Step three is where you choose your EC2 machines. Amazon’s spot pricing is a smart thing to use here. I’ve typically seen prices on the order of $0.01 per CPU-hour, a huge savings on EC2’s normal pricing. Using the spot market will introduce some lag time to your job, since Amazon assumes you are a flexible cheapskate. I’ve typically experienced about ten minutes from creating a job to seeing it run.
In step four, there are two interesting advanced options. Setting a log path will get you a directory full of detailed job logs, useful when something is mysteriously failing. Setting a key pair will allow you to SSH into your master instance, which runs a detailed Hadoop job tracker UI over HTTP on port 9100 (SSH tunnel in to see it in a browser). The tracker lets you dig into individual tasks or see an overall progress graph.
Step five is where you can define a setup script. This script is where you’ll do all of your per-machine preparation, such as downloading uniform data or installing additional packages.
For lengthy jobs, EMR’s graphs are a useful way to observe job flow progress. Your two most useful graphs are Average Map Tasks Running (top left), telling you how many mapper tasks are currently in progress, and Average Map Tasks Remaining (second from left on the top row), telling you how many mapper tasks have not yet started.
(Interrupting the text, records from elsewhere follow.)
PR #1730, opened 2020-09-26
Allow multiple configs

### LINKED ISSUE #1237: Make --config take an array of args or be allowed to be passed in multiple times

brendongo:
Multiple config files can now be passed to semgrep cli `semgrep --config foo.yaml --config bar.yaml`

Also refactors config handling logic to it's own class

### DIFF
--- a/semgrep/semgrep/cli.py
+++ b/semgrep/semgrep/cli.py
@@ -58,6 +58,7 @@ def cli() -> None:
         "-f",
         "--config",
         action="append",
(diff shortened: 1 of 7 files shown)


aryx:
Looks good. How does it relate to the one @colleend initially wrote?

colleend (approved):
Looks good to me 👍

PR #1731, opened 2020-09-26
Rename 'anon_' types

mjambon:
This is just a mechanical replacement of generated names.


aryx (approved):
Great. Emacs macros again to automate?

mjambon:
> Emacs macros again to automate?

No. I had one window with the diffs on `CST.ml`, I grabbed each new type name (left-hand side of type definitions) and replaced the old one with the new (search and replace), manually. I did consider automating the repetitive search-and-replace but it would have required solid regexps and I wasn't in the mood. Maybe I should have made the effort.

Issue #1562, opened 2020-08-21
Report basic statistics when run with no flags


disconnect3d:
It would be nice if Semgrep reported a number of INFO/LOW/WARN/ERROR findings when its simply run with `semgrep [-f <config>]`, probably as the last line it prints out.

It seems some statistics are displayed when `--json` is invoked thx to https://github.com/returntocorp/semgrep/pull/302, but that's not very convenient.

The proposed solution would make it more convenient to develop rules based on big codebases.

ievans:
Other suggestions I've heard for the default output:

* the # of files, # of bytes, or # of lines of code processed. This can be useful if you run and think that you're scanning a lot of code, but it's actually mostly under a `.gitignore`.

ievans:
@disconnect3d can you share more about your reasoning for this? I'm trying to decide whether to put it in the default output or behind a flag like `--verbose`

disconnect3d:
@ievans Sure! I sometimes develop/adjust rules on big codebases and I want to be certain that a given change to reduce false positives did not exclude any true positives. Same for the opposite: if I change a rule to be more general, I want to know right away if I hit more results.

ievans:
@disconnect3d for that, is it sufficient to just report # of findings, or is the INFO/WARN/ERROR count meaningful to you?

disconnect3d:
The `# of findings` would be sufficient for my needs, though I bet the `INFO/WARN/ERROR` would be (more) interesting for running Semgrep on CI/CD in order to e.g. fail on errors but also display info/warn findings?

ievans:
Closed in #1732, cc @underyx for the suggestion about putting this into semgrep-action (the CI integration!)

Issue #1551, opened 2020-08-20
Parser error output does not report full path to file with parse error


ievans:
Parser error output does not report full path to file with parse error:

```
ine@imbp4 ~/D/r/t/highcharts (master) [2]> semgrep -e '$X==$X' --lang python --lang javascript
warn: parse error
  --> callback.js:1
...
```

But there is no callback.js at root. 

```
find . -name "callback.js"
./exporting-server/java/highcharts-export/highcharts-export-web/target/highcharts-export-web/WEB-INF/jspf/callback.js
```

aryx:
+1 on that.

Issue #1550, opened 2020-08-20
Clean up parser warning UX


ievans:
I'm looking for feedback on the UX of the final semgrep output. I propose the following. When run in an interactive shell, semgrep will print the following final line.

If (internal tool) warnings exist:

```
current> Warnings exist. Run with `--strict` to turn warnings into errors.
proposed> Ran 37 rules over 3817 files: 0 findings
3 files could be not analyzed: run with `--verbose` for details; run with `--strict` to exit non-zero if one or more files cannot e analyzed
```

If (internal tool) warnings do not exist (related to #1562):

```
current> no output
proposed> Ran 37 rules over 3820 files: 0 findings 
proposed> Ran 37 rules over 3820 files: 42 findings (2 info, 3 warn, 37 error)
```

The tricky thing about this text is differentiating _internal tool errors_ from _rules labeled error_.

ievans:
cc @brendongo @DrewDennison @aryx @sabihb @dlukeomalley for thoughts

clintgibler:
I like what you've proposed.

> Warnings exist. Run with `--strict` to turn warnings into errors.

This is unclear whether semgrep found bugs or had some internal problems.

```
proposed> Ran 37 rules over 3817 files: 0 findings
3 files could be not analyzed: ...
```

I like this: printing how many rules were ran over how many finds and a quick summary of findings tells you it's working, or at least points out when you're doing something wrong ("huh, I expected to be running 100 rules but only ran 3").

Can we print more context around **why** files couldn't be analyzed? "Could not be analyzed" makes me wonder, "Well, why not?" At the very least we could mention something about it being due to an error parsing source code files.

```
proposed> Ran 37 rules over 3820 files: 42 findings (2 info, 3 warn, 37 error)
```
I love the extra context here.

As I was thinking about this I had this idea about making it easier to report parser bugs. I think we've already worked on this, but I think we can do more: https://github.com/returntocorp/semgrep/issues/1652.

aryx:
sgtm too. I like the proposed output.

aryx:
Who can do the work? @brendongo @mschwager who is familiar with this part of the codebase?

Issue #384, opened 2020-04-06
Provide debugging context in sgrep-lint error messages


nbrahms:
Currently, sgrep-lint error messages can be difficult for a user to develop with.

We should improve these sgrep-lint error messages to:
- [ ] Detect and indicate possibly bad YAML formatting (e.g. dedenting a "pattern" key outside a "patterns" block)
- [ ] Indicate expected vs. actual YAML schema
- [ ] Clearly indicate which layer of code the error occurs within (sgrep-lint vs. sgrep)

dlukeomalley:
Blocked on https://github.com/returntocorp/sgrep/issues/383

nbrahms:
> Blocked on #383

I don't actually think this should be blocked on #383, unless we want to enforce a unified error-reporting format.

dlukeomalley:
Rereading, I agree with you. There is a desire to have more meaningful error messages in sgrep-lint, that will come from sgrep itself. That's originally why I added `blocked`.

rcoh:
Mostly fixed by #773

nbrahms:
cc. @mschwager

ievans:
@nbrahms looks like this is pretty much done now?

ievans:
I think these are fixed in https://github.com/returntocorp/semgrep/pull/1732. @nbrahms feel free to re-open

PR #1732, opened 2020-09-26
Clean up parser warning UX

ievans:
- [x] Added a `--debug` flag and moved most of the output under `--verbose` to it. 
- [x] Parse and other errors are mentioned at final output, but not individually displayed unless `--verbose` is passed

- [x] Explicitly mark semgrep errors as being "semgrep internal" (Closes https://github.com/returntocorp/semgrep/issues/384)
```
semgrep warn: parse error
  --> invalid_python.py:1
1 | def foo(a)
  |           ^^^^^
Could not parse invalid_python.py as python
```

- [x] Closes https://github.com/returntocorp/semgrep/issues/1550
```
ran 79 rules on 77 files: 14 findings
```

- [x] Closes https://github.com/returntocorp/semgrep/issues/1562 (currently only under `--verbose`)
```
findings summary: 7 warning, 7 error, 0 info
```

- [x] Closes https://github.com/returntocorp/semgrep/issues/1551
```
semgrep warn: parse error
  --> tests/e2e/targets/bad/invalid_python.py:1
1 | def foo(a)
  |           ^^^^^
Could not parse invalid_python.py as python
```

- [x] We display Level.ERROR semgrepErrors by default still; it's just parse, OOM, timeout errors, etc. (anything with .WARN) that now are not individually listed without `--verbose`

Outstanding issues: assumes that # files could not be analyzed == # of errors returned from semgrep core. Probably not a show-stopper.


semgrep/semgrep/core_runner.py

While the job is in progress, you’ll see the second graph progress downward toward zero, and the first graph pegged to the top and then progressing downward as well. The amount of time the first graph spends below the maximum represents wasted money, spent on CPU’s twiddling their thumbs waiting for straggler jobs to come in. This problem will be worse if you have more machines working on your job, leading to a very simple speed/cost tradeoff. If you want your job done fast, some of your machines won’t be doing much once the main crush is over. If you want your job done cheap, keep a smaller number of machines going to reduce the number of idle processors at the end.
I ran the same job twice with a different number of machines each time, and saw a cost of $4.90 for five instances over 17 hours vs. $9.40 for twenty instances over 7 hours. If you don’t need the results fast, save the five bucks and let it run overnight. If you don’t use spot pricing, this same job would have cost $40 slow or $78 fast.
To try all this yourself, I’ve set up a bucket with sample data from the OSM route relations job.
The end result is something I’m super happy about: a complete worldwide dataset of simplified roads and routes that’s suitable for high-quality labels and route shields.